> WORK REQUEST
Copy, from the material below, each line that contains the word "kwargs".

════════════════

PR #774, opened 2019-05-14
Flowetl pghooks

josh-gree:
Closes N/A

### I have:

### Description

This adds the first production task callable - `render_and_run_sql_callable`. It does two things;

1. Based on the contents of the particular dag runs conf dictionary finds a sql template file in the `config` directory and populates the template also from the dag runs conf.
2. Applies the populated sql template to a DB using a `DbApiHook` the base class for what we will end up using the `PostgresHook` but could work for other DB's by using a different subclass of `DbApiHook`.

The actual construction of config is assumed to be present although is not. The next PR will add the machinery for accessing this config and passing it to Dag runs...


flowetl/Dockerfile
```diff
@@ -27,6 +27,10 @@ RUN USER=airflow && \
 RUN mv /entrypoint.sh /defaultentrypoint.sh
 COPY ./entrypoint.sh /entrypoint.sh
 
+WORKDIR /libs
```
maxalbert: No need to set the workdir since you're using absolute paths in the next two lines, and then change the WORKDIR again below?

flowetl/Dockerfile
```diff
@@ -27,6 +27,10 @@ RUN USER=airflow && \
...
+COPY ./etl /libs/etl
```
maxalbert: Doesn't really matter which directory we use since it's inside the container, but for cosmetic reasons how about using `/opt/etl` instead? (Conforms a little better to traditional Unix folder structure.)

flowetl/etl/etl/production_task_callables.py
```diff
@@ -8,7 +8,60 @@
...
 import logging
 
-from airflow.models import DagRun
+from pathlib import Path
+
+from airflow.models import DagRun, BaseOperator
+from airflow.hooks.dbapi_hook import DbApiHook
+
+
+def render_sql_callable(
```
maxalbert: Given that this doesn't just render the sql but also runs it, would be good to clarify this in the name of the callable.
```suggestion
def render_and_run_sql_callable(
```

Btw, some of the names of these functions sound a bit confusing with the `_callable` suffix. I'm wondering whether we should just do away with the suffix, or alternatively use two underscores (`...__callable`) to clarify that we're not rendering and running a sql callable here.

flowetl/etl/etl/production_task_callables.py
```diff
@@ -8,7 +8,60 @@
...
+    This function takes information from the DagRun conf to locate
+    the correct sql template file, uses the DagRun conf to populate the
+    template and runs it against the DB.
+
+    Parameters
+    ----------
+    dag_run : DagRun
+        Passed as part of the Dag context - contains the config.
+    task : BaseOperator
+        Passed as part of the Dag context - access to the instantiated
```
maxalbert:
```suggestion
        Passed as part of the Dag context - provides access to the instantiated
```
(Is this what you mean here?)

flowetl/etl/etl/production_task_callables.py
```diff
@@ -8,7 +8,60 @@
...
+        operator this callable is running in.
+    db_hook : DbApiHook
+        A hook to a DB - will most likely be the PostgresHook but could
+        be other types of Airflow DB hooks.
+    config_path : Path
+        Location of tools global config
```
maxalbert: Sorry if I'm being dumb, but what exactly does "tools global config" mean here? Does tool refer to flowetl? (And is there a missing apostrophe?)

flowetl/etl/etl/production_task_callables.py
```diff
@@ -8,7 +8,60 @@
...
+    template_name : str
+        The file name sans .sql that we wish to template. Most likely the
+        same as the task_id.
+    """
+    # dag_run.conf["template_path"] -> where the sql templates
+    # for this dag run live. Determined nby the type of the CDR
```
maxalbert:
```suggestion
    # for this dag run live. Determined by the type of the CDR
```

flowetl/etl/etl/production_task_callables.py
```diff
@@ -8,7 +8,60 @@
...
+    # this dag is ingesting. If this is voice then template_path
+    # will be 'etl/voice'...
```
maxalbert:
```suggestion
    # will be 'etl/voice'.
```

flowetl/etl/etl/production_task_callables.py
```diff
@@ -8,7 +8,60 @@
...
+    template_path = config_path / dag_run.conf["template_path"]
+
+    # template name matches the task_id this is being used
+    # in .If this is the transform task then will be transform'
```
maxalbert:
```suggestion
	    # in. If this is the transform task then it will be 'transform'
```

flowetl/etl/etl/production_task_callables.py
josh-gree: Yeah have changed

flowetl/etl/etl/production_task_callables.py
josh-gree: ....................................................................................

flowetl/etl/etl/production_task_callables.py
```diff
@@ -8,7 +8,60 @@
...
+    # and thus the template we use will be 'etl/voice/transform.sql'
+    template_path = template_path / f"{template_name}.sql"
+    template = open(template_path).read()
+
+    # make use of the Operators templating functionality
```
maxalbert:
```suggestion
    # make use of the operator's templating functionality
```

flowetl/etl/etl/production_task_callables.py
josh-gree: Have changed to `...__callable`

flowetl/etl/tests/test_render_sql_callable.py
```diff
@@ -0,0 +1,55 @@
...
+    config_dir = tmpdir.mkdir("config")
+    etl_dir = config_dir.mkdir("etl")
+    voice_dir = etl_dir.mkdir("voice")
+
+    template_name = "init"
+    init_template_path = voice_dir.join(f"{template_name}.sql")
+    init_template = "select {{number}}"
+    init_template_path.write(init_template)
+
+    # Mocks so we can use the templating feature of the operator this
```
maxalbert: This is a slightly nitpicky comment, but in the testing world there is actually a fairly specific definition for what a "mock" is (as opposed to other kinds of test doubles, such as dummy/fake/stub/spy/...). Martin Fowler explains some of the differences [here](https://martinfowler.com/articles/mocksArentStubs.html#TheDifferenceBetweenMocksAndStubs) (and the always awesome Sandi Metz also gave a great [talk](https://www.youtube.com/watch?v=URSWYvyc42M) which clarified the difference for me - mocks are a tool to test "outgoing command messages"; see her chart at 27:45 in the talk).

Technically the only mock in this test is the `mock_pghook` because this is the one you use to test the expectation that a particular method call that should have occurred. The other variables just contain just drop-in replacements for real objects to provide scaffolding that is needed to set up the test and make it work.

So to make the test slightly easier to read I'd personally rename the first two variables (as well as `MockDagRun` above) so that they don't contain the term "mock" (because if they do, as the reader of the test I would expect them to play a part in the assert statement below, which isn't the case and confused me a little at first).

I guess technically they are stub or fake objects, but I'd be happy to name them "dummy" as well. So perhaps `DummyDagRun`/`dummy_dag`/`dummy_task_op` or `FakeDagRun`/`fake_dag`/`fake_task_op` or similar?

flowetl/etl/tests/test_render_sql_callable.py
```diff
@@ -0,0 +1,55 @@
...
+    # callable runs in and a mock of the db_hook which will run the sql
+    mock_dag = DAG(dag_id="testing", default_args={"start_date": "2016-01-01"})
+    mock_task_op = BaseOperator(task_id="testing", dag=mock_dag)
+    mock_pghook = MagicMock()
+
+    # Mock of the config passed to the dag_run
+    conf = {"number": 23, "template_path": Path("etl/voice")}
+    mock_dag_run = MockDagRun(conf=conf)
+
+    render_sql_callable(
```
maxalbert: Just to be sure I'd also check that no calls have happened before the the call to `render_sql_callable`:
```suggestion
    assert mock_pghook.mock_calls == []
   
    render_sql_callable(
```

flowetl/etl/tests/test_render_sql_callable.py
```diff
@@ -0,0 +1,55 @@
...
+        dag_run=mock_dag_run,
+        db_hook=mock_pghook,
+        task=mock_task_op,
+        config_path=Path(config_dir),
+        template_name=template_name,
+    )
+
+    _, _, kwargs = mock_pghook.mock_calls[0]
```
maxalbert: ...and maybe that it the mock was called only once:
```suggestion
    assert len(mock_pghook.mock_calls) == 1
    _, _, kwargs = mock_pghook.mock_calls[0]
```

flowetl/etl/etl/production_task_callables.py
```diff
@@ -8,10 +8,63 @@
...
+    *,
+    dag_run: DagRun,
+    task: BaseOperator,
+    db_hook: DbApiHook,
+    config_path: Path,
+    template_name: str,
+    **kwargs,
+):
+    """
+    This function takes information from the DagRun conf to locate
```
maxalbert: Thanks for the detailed docstring by the way, and the additional information on the context of what the parameters mean and where they come from / how they are meant to be used. Goes a long way to help understand how the pieces work together. 👌

flowetl/etl/tests/test_render_sql_callable.py
josh-gree: Ok I get why we do this but not sure why we check no calls have happened?

maxalbert: Just my anal way to be absolutely sure that the call on the mock happened because we invoked `render_sql_callable` and not for some other reason. I agree it's unnecessary, just makes the test a tiny bit more readable imho (but I'm also happy to leave it out if you prefer).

════════════════

> TASK RESPONSE
+    _, _, kwargs = mock_pghook.mock_calls[0]
    _, _, kwargs = mock_pghook.mock_calls[0]
+    **kwargs,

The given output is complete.